GAZA (Palestine Foundation Information Center) Human Rights Watch said on Thursday that Israeli occupation authorities killed thousands of Palestinians in Gaza by intentionally depriving civilians there of adequate access to water, noting that this may amount to an act of genocide from a legal perspective.
Human Rights Watch said, in a report on X, “This policy, inflicted as part of a mass killing of Palestinian civilians in Gaza, means Israeli authorities have committed the crime against humanity of extermination, which is ongoing.”
“This policy also amounts to one of the five “acts of genocide” under the Genocide Convention of 1948. Genocidal intent may also be inferred from this policy, coupled with statements suggesting some Israeli officials wished to destroy Palestinians in Gaza, and therefore the policy may amount to the crime of genocide,” it added.
“What we found is that the Israeli government is deliberately killing Palestinians in Gaza by depriving them of access to water they need to survive,” Lama Fakih, Middle East director at Human Rights Watch, said at a news conference.

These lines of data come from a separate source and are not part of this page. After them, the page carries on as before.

Issue #971, opened 2020-11-04
drum pattern plays short when in song playback


snakedad:
Hydrogen version *          :
Operating system + version  : 
Audio driver + version      : 

- - - - - - - - - - - - - - - - - - - - - - - - - - - - - - - - - - - - - - - - - - - - - - - - - - - - - - - - -

< describe your issue or feature request here ** >

- - - - - - - - - - - - - - - - - - - - - - - - - - - - - - - - - - - - - - - - - - - - - - - - - - - - - - - - -

*  H2 version : see 'Info - About', or in case you build Hydrogen from source use 'git rev-parse HEAD'
** if you are reporting a bug, please describe how the bug can be reproduced

trebmuh:
@snakedad we need more information. Please update you initial message.

snakedad:
one of my tracks will begin playing a pattern (that plays perfectly in pattern mode) and when it reaches the second beat restarts the pattern (when playing in song mode).  So in essence, a 4 measure pattern plays 3.25 measures.  I thought it was a BPM change issue, because it occurred later in the song just before a BPM change, but it also happens earlier in the song when no change is present.

trebmuh:
Please, feel the asked info in the your first message (hydrogen version, operating system + version, audio driver + version).

cme:
@snakedad We'll need to reproduce this in order to understand it. Is there any way that you could share the 2hsong file with us by attaching it here?

If you don't want to share your actual beats, you could maybe try taking a copy of it, and stripping out notes until the bare minimum that reproduces the issue is left?

Thanks

snakedad:
I think I may have just figured it out.  I had some fill and cymbal tag patterns occurring simultaneously that were a different measure count (ie: only 1 measure since it was just a cymbal tag or a short fill), and it seems like the program was trying to satisfy both durations of patterns.  instead of playing the short pattern aligned to the longer pattern, it shortened the longer pattern.

i corrected it by making ALL patterns the same number of beats and measures.

trebmuh:
It is a known limitation of Hydrogen.

cme:
The Song Editor GUI probably ought to provide some feedback on that, at least.

trebmuh:
#691 would probably be something great to be worked on.
@cme: do you know someone with coding skills, hydrogen interest, and ability to work with Hydrogen current codebase?

_(/me whistle :eyes: )_

cme:
> #691 would probably be something great to be worked on.

[...]

Issue #691, opened 2019-01-24
Patterns of different length in the same song


gutte:
Hydrogen version *          : 0.9.7
Operating system + version  : Debian 9.6
Audio driver + version      : 

- - - - - - - - - - - - - - - - - - - - - - - - - - - - - - - - - - - - - - - - - - - - - - - - - - - - - - - - -
Hi,

I have a scenario where I have a 1 bar (size 8) groove and a 2 bar (size 16)ride pattern (the ride should play out over two repetitions of the groove).

Groove:

![image](https://user-images.githubusercontent.com/767995/51697051-96510080-200f-11e9-9ad5-974d52cfbeb1.png)

Ride:

![image](https://user-images.githubusercontent.com/767995/51697073-a7017680-200f-11e9-9ba5-2cd071cd892c.png)

Now in **song mode**:
When i play the ride only it plays the whole pattern over the 1 "bar" seen in the song editor (size 16 -> 1 song bar):

![image](https://user-images.githubusercontent.com/767995/51697203-f0ea5c80-200f-11e9-9a14-4c7882a1bced.png)

However, when I add the groove, size 8 maps to 1 "bar" of the song:

![image](https://user-images.githubusercontent.com/767995/51697429-73731c00-2010-11e9-93a0-809dcda08766.png)

This is ok i suppose, BUT the ride then starts repeating after the first bar, and there is no way to get the whole ride pattern into the song.

I would expect to be able to do this to hear the whole ride:

![image](https://user-images.githubusercontent.com/767995/51697504-a1586080-2010-11e9-81ec-7cc7bb21ceb1.png)

The only solution I can find is to double the length of the groove, which may be simple enough in my case, but would be very tedious if I had many patterns that were shorter than my longest one.

Is there something I have missed?

In my view the underlying problem is that discussed in [issue 257](https://github.com/hydrogen-music/hydrogen/issues/257): **The size of the pattern should be defined unambiguously in bars, and those bars should be a 1:1 with the bars in the song editor.**

However, this issue could also be fixed independently by allowing for a longer pattern to continue for multiple bars in the song.
- - - - - - - - - - - - - - - - - - - - - - - - - - - - - - - - - - - - - - - - - - - - - - - - - - - - - - - - -

*  H2 version : see 'Info - About', or in case you build Hydrogen from source use 'git rev-parse HEAD'
** if you are reporting a bug, please describe how the bug can be reproduced

thijz:
[...]

PR #984, opened 2020-11-16
Show pattern length mismatches visually in Song Editor

cme:
Addresses #971 and #691 by
  1. defining the length of a song / sequencer slot as the length of the *longest* pattern
  2. showing any pattern shorter than the longest pattern using a narrower rectangle, whose right edge corresponds to the position of the playhead at the end of that pattern

image


mauser:
This is a great solution for that problem! At least it seems to be very natural and understandable for me.

mauser (approved):

cme:
I'll merge in a while unless anyone has objections, and close #971. I'll leave #691 open as mixing patterns of different length is still painful and I think there's more that can be done longer-term.

trebmuh:
Looks nice!

PR #988, opened 2020-11-22
Add AudioEngine lock checks to PatternList

cme:


src/core/AudioEngine.h
```diff
@@ -284,11 +296,65 @@ class AudioEngine : public H2Core::Object
...
+};
+
+
 inline float AudioEngine::getElapsedTime() const {
 	return m_fElapsedTime;
 }
-	
-};
 
+inline void AudioEngine::assertLocked( ) {
```
mauser, line 352: What about renaming this to `assertAudioEngineLocked()` ? It sounds overflous in this class definition, but when used in a derived class, it might make the intention about what is beeing locked more clear

mauser (approved):

src/core/AudioEngine.h
cme: Hmm. Yes, agreed. It's probably also good to have the method name different from that in AudioEngine.

PR #998, opened 2020-11-29
allow read-only access of songs

### LINKED ISSUE #996: Open demo broken
Hydrogen version *          : GIT master b17f662
Operating system + version  : LibraZiK-3 (Debian Buster based)
Audio driver + version      : jack (but not relevant for this issue)

Fresh build to check the NSM support (thanks @theGreatWhiteShark & @mauser !).
Trying to load a demo, I've got this popup window:

errorloadingsong

and starting fromp the CLI, I've got this error log:

```
(E) CoreActionController::isSongPathValid Error: Unable to handle path [/usr/share/hydrogen/data/demo_songs/GM_kit_Diddley.h2song]. You must have permissions to write the file!
```

Please note that if I' copy/paste the demo in a location where I have written permission (e.g. $HOME), H2 loads it fine.

From a user point of view, it shouldn't be needed to have the write permission to open and play a demo.

_(I'll go testing the NSM support now! :sunglasses: )_

theGreatWhiteShark:
Fixes #996 

Allows for accessing read-only songs (was broken with the introduction of a uniform loading function) and displays a warning informing the user to run "Save as" in order to enable the autosave again.

### DIFF
--- a/src/core/CoreActionController.cpp
+++ b/src/core/CoreActionController.cpp
@@ -388,19 +388,13 @@ bool CoreActionController::openSong( const QString& sSongPath ) {
 		return false;
 	}
 	
-	QFileInfo songFileInfo = QFileInfo( sSongPath );
-	if ( !songFileInfo.exists() ) {
-		ERRORLOG( QString( "Selected song [%1] does not exist." )
-				 .arg( sSongPath ) );
-		return false;
-	}
-	
 	// Create an empty Song.
 	auto pSong = Song::load( sSongPath );
 
 	if ( pSong == nullptr ) {
 		ERRORLOG( QString( "Unable to open song [%1]." )
 				  .arg( sSongPath ) );
+		return false;
 	}
 	
 	return setSong( pSong );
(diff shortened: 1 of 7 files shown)


theGreatWhiteShark:
I also made `SongWriter::writeSong` check whether the Song is actually writable to the supplied location. This reduces the error message from (3 lines)

> (W) SongWriter::writeSong File save reported an error.
(I) SongWriter::writeSong Saving song /usr/local/share/hydrogen/data/demo_songs/GM_kit_demo2.autosave.h2song
QIODevice::write (QFile, "/usr/local/share/hydrogen/data/demo_songs/GM_kit_demo2.autosave.h2song"): device not open

to (1 line)

> (E) SongWriter::writeSong Unable to save song to [/usr/local/share/hydrogen/data/demo_songs/GM_kit_Diddley.autosave.h2song]. Path is not writable!

theGreatWhiteShark:
In addition, I introduced some tests to check whether the permission checking in `Filesystem` is working. This is motivated since the behavior of the Qt implementation might change in the future and is platform specific (see https://doc.qt.io/qt-5/qfiledevice.html#Permission-enum). 

@mauser @cme @trebmuh  Unfortunately I only have access to Linux systems. Could you give me a path with 1) only read access and 2) nor read or write access which is present on all Windows and Mac systems?

trebmuh:
Same for me, I only do Linux System.

cme:
For Mac OS, `/etc/master.passwd` in inaccessible for non-root, and `/etc/profile` should be the same as on Linux.

Windows... who knows? I'll spin up a VM and have a look for candidates :D

theGreatWhiteShark:
@cme thanks a lot!

cme:
So, it looks like there isn't anything on Windows that's both consistently named and unreadable. And I don't trust Windows enough to say with any confidence that things that look unwritable really are. 

:/

theGreatWhiteShark:
Okay. Thanks for researching! I think we can just leave at that. Permission checks are turned of for NTFS in Qt5 due to performance issues anyway and I can't recall an issue in which a user reported such problems running Windows.

Issue #918, opened 2020-08-06
jack-session has been marked as deprecated


trebmuh:
See: https://jackaudio.org/news/2020/07/16/jack-session-has-been-marked-as-deprecated.html

Not being a coder, I don't know what that implies for Hydrogen. NSM support is already there. Maybe Hydrogen should drop jack-session support?

mauser:
Ah, that "New Session Management" discussion :) Yes, i suppose we can drop support for jack-session then.

theGreatWhiteShark:
I would suggest to just remove the support during compilation by disabling the `H2CORE_HAVE_JACKSESSION` flag. If no one complains, we can drop the code in a couple of releases.

> NSM support is already there

Well, it's still too rough around the edges to really use Hydrogen with NSM. The new fork (so glad this did happen!) does probably uses `JACKPatch` as well. This will prevent all wiring of the per-instrument JACK ports of H2 to persist between sessions. In addition H2 is not fully compliant with the API yet. But most of those things are already done in  #792 and I will soon start with the finishing touches ;)

trebmuh:
Sounds clever.

PR #1004, opened 2020-12-05
deprecate Jack-session

theGreatWhiteShark:
all source code is still in place. By disabling the corresponding flag during configuration it just will not be built anymore.

If users request for supporting `Jack-session` even after its deprecation, we can just enable its build again.

Addresses #918

### DIFF
--- a/CMakeLists.txt
+++ b/CMakeLists.txt
@@ -51,9 +51,7 @@ OPTION(WANT_LADSPA          "Enable use of LADSPA plugins" ON)
 
 IF(APPLE)
 	OPTION(WANT_OSC  "Enable OSC support" OFF)
-	OPTION(WANT_JACKSESSION "Enable use of Jack-Session-Handler" OFF)
 ELSE()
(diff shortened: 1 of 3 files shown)


trebmuh:
Good to see that happening now there is a better NSM support in H2. :+1:

CMakeLists.txt
```diff
@@ -53,7 +53,7 @@ IF(APPLE)
 	OPTION(WANT_OSC  "Enable OSC support" OFF)
 	OPTION(WANT_JACKSESSION "Enable use of Jack-Session-Handler" OFF)
 ELSE()
-	OPTION(WANT_JACKSESSION "Enable use of Jack-Session-Handler" ON)
+	OPTION(WANT_JACKSESSION "Enable use of Jack-Session-Handler" OFF)
```
mauser, line 56: Should we remove the option completely? This will still be shown in cmake frontends like "ccmake"

theGreatWhiteShark: Sure. Haven't thought about that one.

trebmuh:
:+1:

Human Rights Watch is the second, in a month, major human rights group to use the word genocide to describe Israel’s actions in Gaza, after Amnesty International which has recently released a report concluding that Israel is committing genocide.
Both reports came just weeks after the International Criminal Court issued arrest warrants for Israeli Prime Minister, Benjamin Netanyahu, and the former Israeli war minister, Yoav Gallant, on charges of war crimes and crimes against humanity.